First of all congratulations and thanks to the Hail team for coming up with the solution for big data in this field.

My question is, can I export merged plink data (from all three .bim/.bed/.fam files) in excel format or csv format?
Yes, I have already imported plink files (.bim/.bed/.fam) in Hail.


Exporting directly to excel is not an option, but exporting a delimited text file may be possible. Can you write a few lines of the file you’d like to produce?

what I did so far is:
vds = hc.import_plink(bed=“plinkdata/dataMales.bed”, bim=“plinkdata/dataMales.bim”, fam=“plinkdata/dataMales.fam”)


and the output is:
Samples: 5
Variants: 736991
Call Rate: 0.999938
Contigs: [‘12’, ‘8’, ‘19’, ‘4’, ‘15’, ‘11’, ‘9’, ‘22’, ‘13’, ‘16’, ‘5’, ‘10’, ‘21’, ‘6’, ‘1’, ‘17’, ‘14’, ‘20’, ‘2’, ‘18’, ‘7’, ‘3’]
Multiallelics: 0
SNPs: 736991
MNPs: 0
Insertions: 0
Deletions: 0
Complex Alleles: 0
Star Alleles: 0
Max Alleles: 2

But now I have to transpose my data so I’ll have 736991 features (SNPs) to apply ranking and feature selection with Random Forest most probably.
So I thought of exporting this data in some txt/csv file first instead of getting into it and lost forever (as I’m new to Python as well).
if not, then is there any other way around to deal with such thing?
Hope you understand my point.

and if I do:
it exports the data into same three plink files again. which I don’t want!

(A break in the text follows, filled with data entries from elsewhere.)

PR #887, opened 2025-08-25
Bump AWS R deps in etl

wrridgeway:
Just bumping `aws.s3`, `paws` and a few other minor package versions to avoid the annoying `get_bucket_df` error we've gotten in the past.

### DIFF
--- a/etl/renv.lock
+++ b/etl/renv.lock
@@ -1,6 +1,6 @@
 {
   "R": {
-    "Version": "4.4.1",
+    "Version": "4.4.2",
     "Repositories": [
       {
         "Name": "CRAN",
@@ -291,7 +291,7 @@
     },
     "aws.s3": {
       "Package": "aws.s3",
-      "Version": "0.3.21",
+      "Version": "0.3.22",
       "Source": "Repository",
       "Repository": "CRAN",
       "Requirements": [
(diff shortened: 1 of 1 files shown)


etl/renv.lock
```diff
@@ -2056,156 +2056,157 @@
...
-      "Hash": "4a768547ec143a4a0742b33929010da4"
+      "Hash": "6cde06aeae9f2a6f193886a7756afa7f"
     },
     "paws.common": {
       "Package": "paws.common",
-      "Version": "0.7.2",
+      "Version": "0.8.5",
       "Source": "Repository",
-      "Repository": "CRAN",
+      "Repository": "RSPM",
```
jeancochrane, line 2085: **[Thought, non-blocking]** I wonder if we should also switch to the `https://paws-r.r-universe.dev` repo here, both for consistency and so that we can pick up [the latest version](https://paws-r.r-universe.dev/paws.common)? I don't have strong feelings about it, just curious what you think.

etl/renv.lock
```diff
@@ -1420,9 +1420,9 @@
     },
     "httr2": {
       "Package": "httr2",
-      "Version": "1.0.1",
+      "Version": "1.2.1",
       "Source": "Repository",
-      "Repository": "CRAN",
+      "Repository": "RSPM",
```
jeancochrane, line 1425: **[Question, non-blocking]** Any reason to switch to RSPM here from CRAN? I don't really understand the difference between the two, so I don't have strong feelings, but I'm curious if this was an intentional choice or a byproduct of automated `renv` behavior.

jeancochrane (approved):
Looks great, thanks for picking up this chore!

etl/renv.lock
wrridgeway: Just automated `renv` behavior.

You’ll have to use another tool to transpose, but this should let you export to a text file:

table = vds.make_table('v = v', ['`` = g.gt'])

Thanks it actually worked! :slight_smile:

but can I transpose my (merged) data directly after importing plink binary files?

Hail does not currently support transposition of the variant-sample matrix.

What will you do with the transposed data? The answer to that question will help us understand the best way to help you.

Thanks Danking.
Well, I have to transpose my data to apply ranking and feature selection on SNPs and in this case I’ll have 700K+ SNPs.